◆ What is needed
For each line below with the word "ubuntu", write out a copy.

◆ Stored data entries
PR #1344, opened 2023-08-17
feat: show message if search results are empty

d-loose:
[Screencast from 2023-08-16 16-19-08.webm](https://github.com/ubuntu/app-store/assets/113362648/7241ab22-5a4c-4d86-a1ba-f2a517f4d90f)

### DIFF
--- a/lib/src/l10n/app_en.arb
+++ b/lib/src/l10n/app_en.arb
@@ -68,8 +68,9 @@
             }
         }
     },
+    "searchPageNoResultsHint": "Try a using different or more general keywords",
     "searchPageNoResultsCategory": "Sorry, we couldn’t find any packages in this category",
-    "searchPageNoResultsHint": "Try a different category or use more general keywords",
+    "searchPageNoResultsCategoryHint": "Try a different category or use more general keywords",
     "searchPageSortByLabel": "Sort by",
     "searchPageRelevanceLabel": "Relevance",
     "searchPageTitle": "Results for \"{query}\"",
--- a/lib/src/l10n/app_en.arb
+++ b/lib/src/l10n/app_en.arb
@@ -60,6 +60,16 @@
     "searchPageAlphabeticalLabel": "Alphabetical",
     "searchPageDownloadSizeLabel": "Download Size",
     "searchPageFilterByLabel": "Filter by",
+    "searchPageNoResults": "No results found for \"{query}\"",
+    "@searchPageNoResults": {
+        "placeholders": {
+            "query": {
+                "type": "String"
+            }
+        }
+    },
+    "searchPageNoResultsCategory": "Sorry, we couldn’t find any packages in this category",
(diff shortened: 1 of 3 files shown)


CarlosNihelton (approved):
LGTM 👍🏽

CarlosNihelton:
My understanding is that the empty category will be handled in a different PR. Is that right, @d-loose ?

madsrh:
@anasereijo 

English isn't my first language, but shouldn't it say _"...packages_ **in** _this category..."_ ?

d-loose:
> For the category empty state, I would like to have a different message:


Ah, I misunderstood the logic then. That message is currently only shown when a category doesn't contain any snaps (which I now realize is probably quite unlikely :D)

So if I understand it correctly now, the 'No results found for ... ' should be shown only when searching in 'All categories' and the other message when we search in a specific category?

anasereijo:
good catch @madsrh !!! 🙏  thank you

anasereijo:
> Looking again at Figma, the logic is a bit twisted:
> 
> This is with a category field selected: image
> 
> And this should be with no category selected (only mentions the keywords):
> 
> image

This is correct!

First example/screenshot: imagine you search for Spotify. We get results with that query, with the 'all categories' filter by default. If the user selects, let’s say, 'Finance' it won't give any results back.

Second screenshot: a query that doesn't return any apps at all.

d-loose:
Thanks everyone for helping me understand this very elaborate empty search logic :D I really need a vacation

Works like this now:

[Screencast from 2023-08-17 15-39-11.webm](https://github.com/ubuntu/app-store/assets/113362648/3508073b-b13f-4f3c-bc54-aefaf56b107b)

[Screencast from 2023-08-17 15-38-55.webm](https://github.com/ubuntu/app-store/assets/113362648/93b9ffd0-68b8-4dfe-accb-789121616067)

d-loose:
CI failures seem to be due to some network troubles .. :/

lib/src/l10n/app_en.arb
```diff
@@ -60,6 +60,17 @@
...
     "searchPageFilterByLabel": "Filter by",
+    "searchPageNoResults": "No results found for \"{query}\"",
+    "@searchPageNoResults": {
+        "placeholders": {
+            "query": {
+                "type": "String"
+            }
+        }
+    },
+    "searchPageNoResultsHint": "Try a using different or more general keywords",
```
CarlosNihelton, line 71: Try ~~a~~ using different or more...

CarlosNihelton (changes requested):
A last small detail and we'd be good to go

lib/src/l10n/app_en.arb
d-loose: Thanks a lot

CarlosNihelton (approved):
Now we are all set!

◆ Problem solution
[Screencast from 2023-08-16 16-19-08.webm](https://github.com/ubuntu/app-store/assets/113362648/7241ab22-5a4c-4d86-a1ba-f2a517f4d90f)
[Screencast from 2023-08-17 15-39-11.webm](https://github.com/ubuntu/app-store/assets/113362648/3508073b-b13f-4f3c-bc54-aefaf56b107b)
[Screencast from 2023-08-17 15-38-55.webm](https://github.com/ubuntu/app-store/assets/113362648/93b9ffd0-68b8-4dfe-accb-789121616067)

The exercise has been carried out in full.